[[ DATA, beginning ]]
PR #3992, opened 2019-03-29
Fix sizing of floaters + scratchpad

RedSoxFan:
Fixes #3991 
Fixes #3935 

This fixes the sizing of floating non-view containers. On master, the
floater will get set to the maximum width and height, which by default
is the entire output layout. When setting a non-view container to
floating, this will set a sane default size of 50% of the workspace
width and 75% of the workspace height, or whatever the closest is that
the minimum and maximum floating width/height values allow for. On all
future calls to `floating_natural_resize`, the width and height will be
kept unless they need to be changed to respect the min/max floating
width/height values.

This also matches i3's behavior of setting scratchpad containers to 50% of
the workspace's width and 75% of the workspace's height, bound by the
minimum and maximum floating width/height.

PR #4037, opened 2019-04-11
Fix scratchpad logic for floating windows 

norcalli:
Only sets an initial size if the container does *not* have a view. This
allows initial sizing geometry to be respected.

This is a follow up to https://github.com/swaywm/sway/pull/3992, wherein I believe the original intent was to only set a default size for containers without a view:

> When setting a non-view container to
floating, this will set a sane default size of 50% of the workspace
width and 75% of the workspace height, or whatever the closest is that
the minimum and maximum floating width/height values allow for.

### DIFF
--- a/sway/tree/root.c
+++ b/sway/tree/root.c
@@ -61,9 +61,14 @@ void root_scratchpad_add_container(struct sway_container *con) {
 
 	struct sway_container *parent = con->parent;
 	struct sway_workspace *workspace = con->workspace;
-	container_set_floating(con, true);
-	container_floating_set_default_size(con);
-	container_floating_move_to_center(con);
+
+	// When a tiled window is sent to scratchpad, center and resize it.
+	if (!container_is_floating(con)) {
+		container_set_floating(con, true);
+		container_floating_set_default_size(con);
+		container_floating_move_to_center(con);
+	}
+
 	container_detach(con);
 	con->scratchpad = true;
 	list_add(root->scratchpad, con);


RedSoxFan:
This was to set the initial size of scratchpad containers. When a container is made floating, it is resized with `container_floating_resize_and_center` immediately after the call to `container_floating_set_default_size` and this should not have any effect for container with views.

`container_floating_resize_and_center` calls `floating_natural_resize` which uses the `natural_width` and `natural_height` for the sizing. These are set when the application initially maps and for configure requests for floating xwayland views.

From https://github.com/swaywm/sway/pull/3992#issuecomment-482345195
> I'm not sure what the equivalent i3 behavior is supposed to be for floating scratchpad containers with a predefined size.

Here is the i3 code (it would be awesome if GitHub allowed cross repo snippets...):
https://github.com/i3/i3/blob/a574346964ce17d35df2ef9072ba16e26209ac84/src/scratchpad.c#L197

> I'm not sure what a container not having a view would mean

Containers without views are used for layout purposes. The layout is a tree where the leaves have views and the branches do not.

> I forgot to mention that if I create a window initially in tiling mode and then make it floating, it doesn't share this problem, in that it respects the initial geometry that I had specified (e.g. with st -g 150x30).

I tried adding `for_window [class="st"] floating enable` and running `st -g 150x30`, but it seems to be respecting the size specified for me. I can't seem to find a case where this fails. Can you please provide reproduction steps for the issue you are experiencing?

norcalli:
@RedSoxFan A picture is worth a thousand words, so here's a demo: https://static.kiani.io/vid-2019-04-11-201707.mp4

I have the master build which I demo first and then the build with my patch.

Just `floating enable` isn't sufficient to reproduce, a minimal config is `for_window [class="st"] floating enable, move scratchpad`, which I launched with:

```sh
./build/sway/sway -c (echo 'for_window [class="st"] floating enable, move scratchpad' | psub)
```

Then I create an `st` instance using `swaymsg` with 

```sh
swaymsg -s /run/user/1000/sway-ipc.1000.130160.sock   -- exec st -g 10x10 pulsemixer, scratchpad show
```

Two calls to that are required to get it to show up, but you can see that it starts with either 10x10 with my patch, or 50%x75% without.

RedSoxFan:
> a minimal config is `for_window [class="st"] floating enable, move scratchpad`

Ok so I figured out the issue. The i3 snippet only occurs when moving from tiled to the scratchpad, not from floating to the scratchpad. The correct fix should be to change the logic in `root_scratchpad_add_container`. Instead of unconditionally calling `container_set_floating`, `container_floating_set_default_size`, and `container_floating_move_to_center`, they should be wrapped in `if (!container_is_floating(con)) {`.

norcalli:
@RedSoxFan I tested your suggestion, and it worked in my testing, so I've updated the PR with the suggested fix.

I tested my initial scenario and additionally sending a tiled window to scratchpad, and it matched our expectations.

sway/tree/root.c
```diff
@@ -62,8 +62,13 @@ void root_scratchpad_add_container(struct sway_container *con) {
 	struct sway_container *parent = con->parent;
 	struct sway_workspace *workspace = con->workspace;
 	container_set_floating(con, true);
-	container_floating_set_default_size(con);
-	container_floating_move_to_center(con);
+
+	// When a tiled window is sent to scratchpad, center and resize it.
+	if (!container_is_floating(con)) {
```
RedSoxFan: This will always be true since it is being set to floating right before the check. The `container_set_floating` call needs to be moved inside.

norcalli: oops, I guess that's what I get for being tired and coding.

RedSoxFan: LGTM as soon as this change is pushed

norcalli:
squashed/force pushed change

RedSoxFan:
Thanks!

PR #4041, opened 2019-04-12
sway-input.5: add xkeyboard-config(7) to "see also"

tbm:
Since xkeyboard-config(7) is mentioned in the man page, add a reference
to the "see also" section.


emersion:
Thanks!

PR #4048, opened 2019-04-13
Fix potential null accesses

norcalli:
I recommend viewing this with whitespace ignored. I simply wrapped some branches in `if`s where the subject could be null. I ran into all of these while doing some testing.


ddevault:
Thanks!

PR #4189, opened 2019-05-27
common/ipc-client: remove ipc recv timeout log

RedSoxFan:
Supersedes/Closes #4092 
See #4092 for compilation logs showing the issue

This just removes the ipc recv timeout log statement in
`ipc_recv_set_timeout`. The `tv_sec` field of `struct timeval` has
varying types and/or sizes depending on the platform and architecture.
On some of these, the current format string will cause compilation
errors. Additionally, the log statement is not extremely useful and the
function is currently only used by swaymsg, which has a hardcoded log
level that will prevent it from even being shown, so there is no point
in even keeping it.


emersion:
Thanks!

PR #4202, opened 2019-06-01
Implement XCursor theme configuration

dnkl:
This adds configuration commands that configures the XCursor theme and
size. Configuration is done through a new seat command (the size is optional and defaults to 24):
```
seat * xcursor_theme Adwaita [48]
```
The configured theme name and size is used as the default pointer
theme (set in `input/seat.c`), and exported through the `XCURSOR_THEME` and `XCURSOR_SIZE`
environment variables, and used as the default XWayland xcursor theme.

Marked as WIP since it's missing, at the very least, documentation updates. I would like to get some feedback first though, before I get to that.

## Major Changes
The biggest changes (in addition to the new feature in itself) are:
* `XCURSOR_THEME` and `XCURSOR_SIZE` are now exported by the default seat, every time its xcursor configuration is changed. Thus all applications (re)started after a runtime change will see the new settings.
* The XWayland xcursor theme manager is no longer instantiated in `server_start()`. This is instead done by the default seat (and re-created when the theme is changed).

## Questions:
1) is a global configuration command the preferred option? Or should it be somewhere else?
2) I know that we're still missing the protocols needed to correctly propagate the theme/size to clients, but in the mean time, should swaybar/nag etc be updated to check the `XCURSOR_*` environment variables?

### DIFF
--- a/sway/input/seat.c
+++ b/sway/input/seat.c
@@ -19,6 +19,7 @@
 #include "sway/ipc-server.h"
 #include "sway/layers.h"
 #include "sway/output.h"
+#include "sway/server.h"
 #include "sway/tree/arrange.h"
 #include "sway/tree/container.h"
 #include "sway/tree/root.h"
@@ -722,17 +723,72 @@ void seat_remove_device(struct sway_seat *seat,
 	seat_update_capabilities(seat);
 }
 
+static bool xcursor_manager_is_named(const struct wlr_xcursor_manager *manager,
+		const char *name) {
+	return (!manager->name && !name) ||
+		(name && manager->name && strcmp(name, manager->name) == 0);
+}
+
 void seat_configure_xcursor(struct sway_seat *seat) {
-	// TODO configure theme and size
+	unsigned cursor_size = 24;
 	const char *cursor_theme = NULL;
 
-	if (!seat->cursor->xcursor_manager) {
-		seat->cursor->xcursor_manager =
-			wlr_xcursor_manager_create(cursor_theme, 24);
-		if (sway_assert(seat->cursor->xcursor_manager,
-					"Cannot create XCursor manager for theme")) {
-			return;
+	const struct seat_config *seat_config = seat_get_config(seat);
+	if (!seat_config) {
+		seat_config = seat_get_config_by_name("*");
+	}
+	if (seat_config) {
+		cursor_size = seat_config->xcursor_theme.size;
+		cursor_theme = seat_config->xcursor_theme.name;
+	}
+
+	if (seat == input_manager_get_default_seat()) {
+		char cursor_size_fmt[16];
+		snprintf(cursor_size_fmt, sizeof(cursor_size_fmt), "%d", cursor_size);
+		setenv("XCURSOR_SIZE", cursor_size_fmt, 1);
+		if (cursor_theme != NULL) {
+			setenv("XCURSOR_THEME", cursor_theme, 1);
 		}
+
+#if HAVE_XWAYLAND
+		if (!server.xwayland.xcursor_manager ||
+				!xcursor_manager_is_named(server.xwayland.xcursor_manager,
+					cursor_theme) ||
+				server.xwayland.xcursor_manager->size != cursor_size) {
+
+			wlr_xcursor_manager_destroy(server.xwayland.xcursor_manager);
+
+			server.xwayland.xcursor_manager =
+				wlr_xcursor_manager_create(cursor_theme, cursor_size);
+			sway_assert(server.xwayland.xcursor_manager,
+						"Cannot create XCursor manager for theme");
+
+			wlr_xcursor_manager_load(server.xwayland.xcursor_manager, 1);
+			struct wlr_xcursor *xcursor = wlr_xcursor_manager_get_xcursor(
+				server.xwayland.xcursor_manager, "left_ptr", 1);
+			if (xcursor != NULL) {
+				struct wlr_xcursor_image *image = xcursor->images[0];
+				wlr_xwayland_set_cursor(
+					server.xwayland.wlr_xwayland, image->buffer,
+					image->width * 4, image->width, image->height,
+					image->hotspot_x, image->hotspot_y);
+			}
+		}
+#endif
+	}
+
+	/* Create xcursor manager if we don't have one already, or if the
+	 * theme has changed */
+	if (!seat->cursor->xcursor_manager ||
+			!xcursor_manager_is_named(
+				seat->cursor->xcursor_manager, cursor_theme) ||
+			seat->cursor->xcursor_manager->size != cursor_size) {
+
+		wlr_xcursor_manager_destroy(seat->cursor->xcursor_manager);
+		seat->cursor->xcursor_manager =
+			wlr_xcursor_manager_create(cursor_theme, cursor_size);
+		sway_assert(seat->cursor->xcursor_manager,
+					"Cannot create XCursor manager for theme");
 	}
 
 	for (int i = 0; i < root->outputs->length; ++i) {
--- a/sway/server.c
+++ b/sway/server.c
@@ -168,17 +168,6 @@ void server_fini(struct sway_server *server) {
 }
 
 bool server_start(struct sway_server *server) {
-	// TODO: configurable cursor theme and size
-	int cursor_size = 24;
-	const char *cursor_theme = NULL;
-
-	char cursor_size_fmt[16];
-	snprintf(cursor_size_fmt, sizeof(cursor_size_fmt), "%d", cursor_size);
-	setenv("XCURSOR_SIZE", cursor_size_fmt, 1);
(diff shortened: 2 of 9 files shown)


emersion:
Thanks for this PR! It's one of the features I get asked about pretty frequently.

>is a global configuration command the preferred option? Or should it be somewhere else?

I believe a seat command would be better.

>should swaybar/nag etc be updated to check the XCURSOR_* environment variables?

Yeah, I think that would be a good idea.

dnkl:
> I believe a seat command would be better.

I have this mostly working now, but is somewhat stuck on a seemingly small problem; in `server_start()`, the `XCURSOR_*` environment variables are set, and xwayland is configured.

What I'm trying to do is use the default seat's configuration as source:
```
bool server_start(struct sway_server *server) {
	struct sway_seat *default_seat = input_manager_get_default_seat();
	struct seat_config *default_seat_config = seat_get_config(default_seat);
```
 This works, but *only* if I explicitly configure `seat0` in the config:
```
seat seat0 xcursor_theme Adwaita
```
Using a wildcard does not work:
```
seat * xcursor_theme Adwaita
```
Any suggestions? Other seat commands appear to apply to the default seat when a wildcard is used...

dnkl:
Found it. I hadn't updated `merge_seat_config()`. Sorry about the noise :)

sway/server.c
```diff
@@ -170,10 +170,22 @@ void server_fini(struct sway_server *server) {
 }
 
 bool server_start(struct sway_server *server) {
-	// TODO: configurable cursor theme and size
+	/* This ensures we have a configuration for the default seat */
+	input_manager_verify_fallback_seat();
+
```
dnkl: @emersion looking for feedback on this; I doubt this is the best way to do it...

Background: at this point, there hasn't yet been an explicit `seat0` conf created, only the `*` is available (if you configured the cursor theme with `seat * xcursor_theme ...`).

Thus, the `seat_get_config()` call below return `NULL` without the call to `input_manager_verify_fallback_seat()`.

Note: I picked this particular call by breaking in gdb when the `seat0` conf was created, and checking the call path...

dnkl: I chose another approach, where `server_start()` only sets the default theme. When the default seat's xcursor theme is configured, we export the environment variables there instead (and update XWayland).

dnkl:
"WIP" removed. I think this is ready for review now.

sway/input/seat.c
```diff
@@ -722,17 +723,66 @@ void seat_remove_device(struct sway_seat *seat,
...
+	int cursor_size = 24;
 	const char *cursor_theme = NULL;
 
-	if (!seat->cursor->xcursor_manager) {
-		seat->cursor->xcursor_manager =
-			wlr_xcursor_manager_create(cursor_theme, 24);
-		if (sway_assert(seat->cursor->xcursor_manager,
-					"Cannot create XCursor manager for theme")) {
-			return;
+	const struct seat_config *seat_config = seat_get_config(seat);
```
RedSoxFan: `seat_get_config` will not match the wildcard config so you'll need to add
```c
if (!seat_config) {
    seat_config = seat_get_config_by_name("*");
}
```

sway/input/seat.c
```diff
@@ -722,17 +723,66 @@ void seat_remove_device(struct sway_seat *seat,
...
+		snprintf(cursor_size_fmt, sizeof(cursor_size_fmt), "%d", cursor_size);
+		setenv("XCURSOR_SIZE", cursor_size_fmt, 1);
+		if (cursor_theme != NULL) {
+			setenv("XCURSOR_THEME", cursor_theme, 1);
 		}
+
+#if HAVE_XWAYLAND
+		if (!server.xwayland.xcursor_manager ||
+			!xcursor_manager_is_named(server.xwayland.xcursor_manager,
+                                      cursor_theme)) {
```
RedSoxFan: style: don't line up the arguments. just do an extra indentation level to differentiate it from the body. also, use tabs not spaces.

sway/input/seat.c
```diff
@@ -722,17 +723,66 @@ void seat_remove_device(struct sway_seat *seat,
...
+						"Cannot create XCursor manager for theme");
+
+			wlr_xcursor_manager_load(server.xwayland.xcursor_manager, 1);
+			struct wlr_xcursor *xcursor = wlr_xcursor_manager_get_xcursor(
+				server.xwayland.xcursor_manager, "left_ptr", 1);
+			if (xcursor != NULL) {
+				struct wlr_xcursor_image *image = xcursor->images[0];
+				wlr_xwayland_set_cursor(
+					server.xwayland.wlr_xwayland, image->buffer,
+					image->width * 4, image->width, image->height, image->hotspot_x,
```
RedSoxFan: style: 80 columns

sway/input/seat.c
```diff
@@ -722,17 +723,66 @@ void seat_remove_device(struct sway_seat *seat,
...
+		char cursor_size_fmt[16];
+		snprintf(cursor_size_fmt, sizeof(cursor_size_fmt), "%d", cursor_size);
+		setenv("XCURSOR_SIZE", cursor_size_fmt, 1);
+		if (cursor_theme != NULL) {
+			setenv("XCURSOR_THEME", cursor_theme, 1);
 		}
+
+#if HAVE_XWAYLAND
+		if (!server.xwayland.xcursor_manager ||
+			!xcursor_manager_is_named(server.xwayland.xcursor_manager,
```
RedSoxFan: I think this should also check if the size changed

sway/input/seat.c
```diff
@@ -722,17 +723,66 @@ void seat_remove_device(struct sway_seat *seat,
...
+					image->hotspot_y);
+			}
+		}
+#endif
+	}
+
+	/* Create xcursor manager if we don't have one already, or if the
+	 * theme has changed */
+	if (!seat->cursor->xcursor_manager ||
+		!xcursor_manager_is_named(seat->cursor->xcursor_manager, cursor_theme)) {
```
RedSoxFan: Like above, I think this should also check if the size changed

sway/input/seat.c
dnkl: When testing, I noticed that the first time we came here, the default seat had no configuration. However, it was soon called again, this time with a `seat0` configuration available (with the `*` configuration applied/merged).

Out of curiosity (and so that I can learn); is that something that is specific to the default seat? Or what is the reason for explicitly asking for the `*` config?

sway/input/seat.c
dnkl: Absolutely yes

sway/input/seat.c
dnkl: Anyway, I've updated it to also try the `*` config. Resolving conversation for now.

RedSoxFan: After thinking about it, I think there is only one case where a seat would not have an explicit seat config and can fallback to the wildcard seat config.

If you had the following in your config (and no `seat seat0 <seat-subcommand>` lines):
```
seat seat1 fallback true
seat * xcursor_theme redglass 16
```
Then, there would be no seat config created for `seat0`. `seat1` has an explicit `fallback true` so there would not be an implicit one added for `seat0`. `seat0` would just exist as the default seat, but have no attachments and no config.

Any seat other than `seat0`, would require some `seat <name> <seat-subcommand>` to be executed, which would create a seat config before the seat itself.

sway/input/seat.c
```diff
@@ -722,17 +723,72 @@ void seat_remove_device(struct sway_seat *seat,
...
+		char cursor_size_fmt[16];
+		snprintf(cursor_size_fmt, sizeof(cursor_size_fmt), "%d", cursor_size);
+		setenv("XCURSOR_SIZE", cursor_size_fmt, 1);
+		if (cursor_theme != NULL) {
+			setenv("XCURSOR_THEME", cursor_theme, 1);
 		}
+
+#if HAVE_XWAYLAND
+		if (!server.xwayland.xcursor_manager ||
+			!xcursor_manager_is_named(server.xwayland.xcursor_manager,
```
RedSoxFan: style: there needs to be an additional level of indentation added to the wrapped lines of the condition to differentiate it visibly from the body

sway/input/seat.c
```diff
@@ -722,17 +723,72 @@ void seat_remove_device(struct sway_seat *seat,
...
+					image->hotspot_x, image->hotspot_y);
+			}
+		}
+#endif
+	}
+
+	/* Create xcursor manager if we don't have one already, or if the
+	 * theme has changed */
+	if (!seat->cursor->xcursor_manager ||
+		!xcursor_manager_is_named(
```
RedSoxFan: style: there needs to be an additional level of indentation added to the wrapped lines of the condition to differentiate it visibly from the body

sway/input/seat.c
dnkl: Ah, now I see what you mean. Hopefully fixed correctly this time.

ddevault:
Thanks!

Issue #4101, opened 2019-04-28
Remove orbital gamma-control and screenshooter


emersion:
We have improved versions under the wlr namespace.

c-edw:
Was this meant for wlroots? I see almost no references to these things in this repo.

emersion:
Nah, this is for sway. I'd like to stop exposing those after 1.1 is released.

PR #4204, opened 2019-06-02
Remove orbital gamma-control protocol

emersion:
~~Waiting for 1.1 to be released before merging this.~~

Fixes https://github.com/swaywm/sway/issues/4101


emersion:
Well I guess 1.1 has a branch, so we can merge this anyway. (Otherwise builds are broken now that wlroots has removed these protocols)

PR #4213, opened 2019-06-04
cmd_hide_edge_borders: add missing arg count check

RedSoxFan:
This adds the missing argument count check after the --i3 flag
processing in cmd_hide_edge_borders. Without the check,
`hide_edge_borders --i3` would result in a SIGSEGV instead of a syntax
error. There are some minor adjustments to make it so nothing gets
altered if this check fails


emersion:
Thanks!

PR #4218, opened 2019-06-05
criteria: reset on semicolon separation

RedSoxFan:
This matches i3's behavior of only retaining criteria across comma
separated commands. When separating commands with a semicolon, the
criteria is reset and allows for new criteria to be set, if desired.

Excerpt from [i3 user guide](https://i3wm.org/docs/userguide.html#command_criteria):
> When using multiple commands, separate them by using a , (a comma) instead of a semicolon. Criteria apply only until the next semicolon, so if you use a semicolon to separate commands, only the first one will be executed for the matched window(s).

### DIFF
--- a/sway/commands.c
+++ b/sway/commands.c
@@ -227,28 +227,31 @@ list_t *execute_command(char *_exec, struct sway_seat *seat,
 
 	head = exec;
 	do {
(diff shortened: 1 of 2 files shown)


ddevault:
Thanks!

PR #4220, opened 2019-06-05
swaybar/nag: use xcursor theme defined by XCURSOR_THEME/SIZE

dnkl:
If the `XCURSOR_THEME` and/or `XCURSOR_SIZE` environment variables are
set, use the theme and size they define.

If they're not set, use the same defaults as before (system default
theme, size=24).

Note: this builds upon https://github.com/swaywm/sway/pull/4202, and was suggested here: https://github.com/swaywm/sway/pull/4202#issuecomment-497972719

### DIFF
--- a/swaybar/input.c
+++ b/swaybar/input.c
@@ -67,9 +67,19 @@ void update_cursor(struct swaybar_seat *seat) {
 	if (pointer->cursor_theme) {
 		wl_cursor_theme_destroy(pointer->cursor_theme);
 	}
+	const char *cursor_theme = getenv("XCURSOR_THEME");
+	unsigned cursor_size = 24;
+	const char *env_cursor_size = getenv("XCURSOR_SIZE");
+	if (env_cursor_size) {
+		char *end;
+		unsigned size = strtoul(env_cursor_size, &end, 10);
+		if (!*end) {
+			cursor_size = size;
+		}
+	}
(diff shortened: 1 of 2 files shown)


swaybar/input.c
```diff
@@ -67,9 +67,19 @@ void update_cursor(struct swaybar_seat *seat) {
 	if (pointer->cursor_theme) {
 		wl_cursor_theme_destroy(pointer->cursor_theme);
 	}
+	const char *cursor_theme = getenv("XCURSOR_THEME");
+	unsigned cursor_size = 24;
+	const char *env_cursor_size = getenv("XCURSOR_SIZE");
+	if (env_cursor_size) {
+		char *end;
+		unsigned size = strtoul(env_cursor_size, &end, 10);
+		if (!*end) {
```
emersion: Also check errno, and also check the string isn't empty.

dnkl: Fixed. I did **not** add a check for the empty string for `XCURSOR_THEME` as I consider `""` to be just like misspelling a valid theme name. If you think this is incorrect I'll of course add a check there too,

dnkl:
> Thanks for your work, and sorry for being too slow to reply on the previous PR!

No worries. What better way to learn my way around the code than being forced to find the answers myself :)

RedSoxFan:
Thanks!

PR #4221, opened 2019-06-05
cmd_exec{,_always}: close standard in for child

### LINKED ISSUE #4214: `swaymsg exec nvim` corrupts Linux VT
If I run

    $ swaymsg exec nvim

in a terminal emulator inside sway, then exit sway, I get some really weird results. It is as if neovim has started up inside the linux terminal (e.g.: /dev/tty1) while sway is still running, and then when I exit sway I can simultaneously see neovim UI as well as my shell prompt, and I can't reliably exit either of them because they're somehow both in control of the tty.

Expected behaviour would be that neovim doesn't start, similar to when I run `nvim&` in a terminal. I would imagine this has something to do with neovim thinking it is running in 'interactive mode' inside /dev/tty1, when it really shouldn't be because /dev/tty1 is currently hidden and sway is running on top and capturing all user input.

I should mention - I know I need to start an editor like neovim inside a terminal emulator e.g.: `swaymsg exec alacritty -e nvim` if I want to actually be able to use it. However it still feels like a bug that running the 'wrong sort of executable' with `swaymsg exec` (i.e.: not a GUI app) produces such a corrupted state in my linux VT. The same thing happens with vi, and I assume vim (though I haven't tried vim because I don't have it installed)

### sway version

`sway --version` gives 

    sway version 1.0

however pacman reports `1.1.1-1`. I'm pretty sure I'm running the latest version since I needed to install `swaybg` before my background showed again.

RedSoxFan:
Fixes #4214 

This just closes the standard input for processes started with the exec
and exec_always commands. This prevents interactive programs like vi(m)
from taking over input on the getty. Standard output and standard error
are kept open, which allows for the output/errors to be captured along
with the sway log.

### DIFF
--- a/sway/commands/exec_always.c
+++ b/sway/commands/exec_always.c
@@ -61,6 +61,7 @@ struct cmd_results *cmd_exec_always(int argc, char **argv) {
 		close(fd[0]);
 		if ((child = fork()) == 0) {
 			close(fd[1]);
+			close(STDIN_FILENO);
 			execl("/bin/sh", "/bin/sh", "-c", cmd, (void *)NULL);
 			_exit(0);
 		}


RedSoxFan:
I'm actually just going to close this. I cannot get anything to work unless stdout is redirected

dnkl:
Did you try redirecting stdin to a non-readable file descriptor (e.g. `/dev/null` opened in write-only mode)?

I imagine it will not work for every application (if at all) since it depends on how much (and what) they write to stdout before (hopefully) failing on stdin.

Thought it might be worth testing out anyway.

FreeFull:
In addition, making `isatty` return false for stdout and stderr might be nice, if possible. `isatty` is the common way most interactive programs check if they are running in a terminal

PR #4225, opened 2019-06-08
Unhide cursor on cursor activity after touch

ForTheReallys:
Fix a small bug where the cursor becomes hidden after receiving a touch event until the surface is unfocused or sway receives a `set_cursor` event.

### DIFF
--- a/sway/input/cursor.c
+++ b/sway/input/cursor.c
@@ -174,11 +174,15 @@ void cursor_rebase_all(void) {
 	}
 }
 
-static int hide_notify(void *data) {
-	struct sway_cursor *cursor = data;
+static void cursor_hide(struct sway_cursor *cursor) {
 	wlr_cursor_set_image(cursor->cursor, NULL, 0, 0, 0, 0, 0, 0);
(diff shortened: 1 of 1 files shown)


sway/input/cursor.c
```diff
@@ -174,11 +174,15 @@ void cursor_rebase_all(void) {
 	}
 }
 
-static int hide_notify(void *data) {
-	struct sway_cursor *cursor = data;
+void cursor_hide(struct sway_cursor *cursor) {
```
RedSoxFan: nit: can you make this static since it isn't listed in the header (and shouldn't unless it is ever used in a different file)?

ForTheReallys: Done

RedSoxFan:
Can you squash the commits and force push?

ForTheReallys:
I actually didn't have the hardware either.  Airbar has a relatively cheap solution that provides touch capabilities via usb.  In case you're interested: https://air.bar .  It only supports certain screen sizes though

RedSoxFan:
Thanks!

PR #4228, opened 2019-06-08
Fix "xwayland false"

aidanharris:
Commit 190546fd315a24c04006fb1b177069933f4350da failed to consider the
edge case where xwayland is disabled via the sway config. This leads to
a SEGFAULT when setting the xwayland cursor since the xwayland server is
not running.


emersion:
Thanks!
[[ DATA, end ]]
== TASK ITEM ==
Copy out each line of the listing that holds the string "sizing".

== ANSWER ==
Fix sizing of floaters + scratchpad
This fixes the sizing of floating non-view containers. On master, the
allows initial sizing geometry to be respected.
`container_floating_resize_and_center` calls `floating_natural_resize` which uses the `natural_width` and `natural_height` for the sizing. These are set when the application initially maps and for configure requests for floating xwayland views.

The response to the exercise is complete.